Saved data entries:

"""

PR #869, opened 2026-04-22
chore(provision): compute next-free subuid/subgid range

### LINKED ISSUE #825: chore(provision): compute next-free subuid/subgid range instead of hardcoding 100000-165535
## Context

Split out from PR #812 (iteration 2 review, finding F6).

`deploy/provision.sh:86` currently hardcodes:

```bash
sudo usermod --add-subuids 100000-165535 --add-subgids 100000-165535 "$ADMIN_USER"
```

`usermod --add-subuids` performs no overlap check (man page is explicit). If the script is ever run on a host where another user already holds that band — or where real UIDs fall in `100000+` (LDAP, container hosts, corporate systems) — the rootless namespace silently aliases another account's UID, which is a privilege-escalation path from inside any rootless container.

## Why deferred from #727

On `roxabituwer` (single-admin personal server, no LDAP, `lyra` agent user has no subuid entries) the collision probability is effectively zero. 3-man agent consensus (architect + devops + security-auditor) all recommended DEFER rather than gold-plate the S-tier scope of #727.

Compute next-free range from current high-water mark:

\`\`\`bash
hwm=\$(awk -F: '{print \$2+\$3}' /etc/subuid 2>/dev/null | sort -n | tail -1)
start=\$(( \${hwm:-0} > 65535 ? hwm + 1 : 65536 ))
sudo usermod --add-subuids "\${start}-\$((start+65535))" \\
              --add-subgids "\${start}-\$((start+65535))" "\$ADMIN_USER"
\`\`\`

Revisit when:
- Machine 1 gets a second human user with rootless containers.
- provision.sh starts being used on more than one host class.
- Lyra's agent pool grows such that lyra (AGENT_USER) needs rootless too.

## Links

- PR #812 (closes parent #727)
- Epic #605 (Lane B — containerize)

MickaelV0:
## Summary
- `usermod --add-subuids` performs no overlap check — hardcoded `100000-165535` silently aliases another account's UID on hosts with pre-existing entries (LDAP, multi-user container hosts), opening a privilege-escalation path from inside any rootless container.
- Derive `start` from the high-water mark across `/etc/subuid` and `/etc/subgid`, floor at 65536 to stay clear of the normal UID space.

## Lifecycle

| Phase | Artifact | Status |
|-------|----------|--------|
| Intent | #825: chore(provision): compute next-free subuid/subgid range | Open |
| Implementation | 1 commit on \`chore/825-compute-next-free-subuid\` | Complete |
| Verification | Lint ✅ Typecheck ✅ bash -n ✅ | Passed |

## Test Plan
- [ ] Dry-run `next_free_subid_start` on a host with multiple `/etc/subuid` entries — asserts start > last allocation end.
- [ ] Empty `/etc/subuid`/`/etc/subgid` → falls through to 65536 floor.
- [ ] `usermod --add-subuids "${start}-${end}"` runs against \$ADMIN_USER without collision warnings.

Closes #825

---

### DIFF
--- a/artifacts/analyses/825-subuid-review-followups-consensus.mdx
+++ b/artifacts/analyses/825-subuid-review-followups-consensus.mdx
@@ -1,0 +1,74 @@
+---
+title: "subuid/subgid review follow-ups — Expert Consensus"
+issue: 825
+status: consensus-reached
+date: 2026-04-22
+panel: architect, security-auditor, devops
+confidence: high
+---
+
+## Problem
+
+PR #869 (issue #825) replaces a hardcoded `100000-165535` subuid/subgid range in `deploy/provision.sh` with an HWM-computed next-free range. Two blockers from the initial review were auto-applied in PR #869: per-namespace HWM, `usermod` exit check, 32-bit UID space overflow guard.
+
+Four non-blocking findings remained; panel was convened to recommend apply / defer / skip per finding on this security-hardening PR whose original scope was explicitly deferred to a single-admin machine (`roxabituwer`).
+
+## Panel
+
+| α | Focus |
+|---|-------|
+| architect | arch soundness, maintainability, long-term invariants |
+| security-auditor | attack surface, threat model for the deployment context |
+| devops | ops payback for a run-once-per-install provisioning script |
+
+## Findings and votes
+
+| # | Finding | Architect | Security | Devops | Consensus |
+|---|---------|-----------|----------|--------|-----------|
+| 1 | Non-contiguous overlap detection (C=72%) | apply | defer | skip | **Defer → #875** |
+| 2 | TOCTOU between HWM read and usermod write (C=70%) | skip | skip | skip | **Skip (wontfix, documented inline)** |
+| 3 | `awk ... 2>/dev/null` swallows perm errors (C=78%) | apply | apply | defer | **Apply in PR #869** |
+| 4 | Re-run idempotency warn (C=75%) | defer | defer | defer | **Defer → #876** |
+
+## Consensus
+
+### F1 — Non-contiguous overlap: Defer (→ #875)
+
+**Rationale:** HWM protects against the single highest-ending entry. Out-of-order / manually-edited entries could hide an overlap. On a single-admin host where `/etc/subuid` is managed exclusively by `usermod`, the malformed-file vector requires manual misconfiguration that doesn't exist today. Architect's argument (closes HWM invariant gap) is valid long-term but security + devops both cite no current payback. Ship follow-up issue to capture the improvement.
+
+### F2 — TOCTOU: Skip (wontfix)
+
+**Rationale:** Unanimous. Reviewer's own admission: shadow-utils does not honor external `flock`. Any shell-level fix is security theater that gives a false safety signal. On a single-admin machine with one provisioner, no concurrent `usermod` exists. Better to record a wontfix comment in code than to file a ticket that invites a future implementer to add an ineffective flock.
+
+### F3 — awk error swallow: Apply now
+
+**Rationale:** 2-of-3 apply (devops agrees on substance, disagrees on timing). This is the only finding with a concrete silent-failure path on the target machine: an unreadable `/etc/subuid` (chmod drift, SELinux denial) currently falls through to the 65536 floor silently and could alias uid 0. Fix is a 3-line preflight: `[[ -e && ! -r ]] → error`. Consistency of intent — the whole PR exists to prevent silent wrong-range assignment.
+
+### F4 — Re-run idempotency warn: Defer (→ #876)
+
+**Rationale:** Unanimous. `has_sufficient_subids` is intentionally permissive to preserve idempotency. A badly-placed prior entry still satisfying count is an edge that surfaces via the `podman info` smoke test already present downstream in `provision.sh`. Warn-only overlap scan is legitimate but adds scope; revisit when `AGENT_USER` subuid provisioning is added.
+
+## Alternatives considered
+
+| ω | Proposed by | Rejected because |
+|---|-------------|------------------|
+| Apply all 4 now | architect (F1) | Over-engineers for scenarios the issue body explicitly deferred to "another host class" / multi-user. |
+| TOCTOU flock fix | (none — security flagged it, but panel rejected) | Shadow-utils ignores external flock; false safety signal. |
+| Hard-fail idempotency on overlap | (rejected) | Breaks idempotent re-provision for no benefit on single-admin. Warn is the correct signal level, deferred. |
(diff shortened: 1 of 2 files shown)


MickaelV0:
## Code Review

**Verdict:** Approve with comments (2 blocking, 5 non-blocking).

"""
"""

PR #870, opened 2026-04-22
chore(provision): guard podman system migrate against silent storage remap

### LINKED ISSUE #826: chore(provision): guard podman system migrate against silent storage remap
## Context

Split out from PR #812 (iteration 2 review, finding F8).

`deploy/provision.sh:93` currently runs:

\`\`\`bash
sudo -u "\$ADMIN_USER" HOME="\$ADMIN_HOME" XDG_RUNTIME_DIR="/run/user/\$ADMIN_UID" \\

"""
"""

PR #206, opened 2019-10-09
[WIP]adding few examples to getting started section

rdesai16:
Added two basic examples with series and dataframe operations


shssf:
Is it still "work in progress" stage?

"""

* [What the task requires]
All lines in the preceding records that hold the word "podman" need to be copied.

* [Written response]
+**Rationale:** Unanimous. `has_sufficient_subids` is intentionally permissive to preserve idempotency. A badly-placed prior entry still satisfying count is an edge that surfaces via the `podman info` smoke test already present downstream in `provision.sh`. Warn-only overlap scan is legitimate but adds scope; revisit when `AGENT_USER` subuid provisioning is added.
chore(provision): guard podman system migrate against silent storage remap
### LINKED ISSUE #826: chore(provision): guard podman system migrate against silent storage remap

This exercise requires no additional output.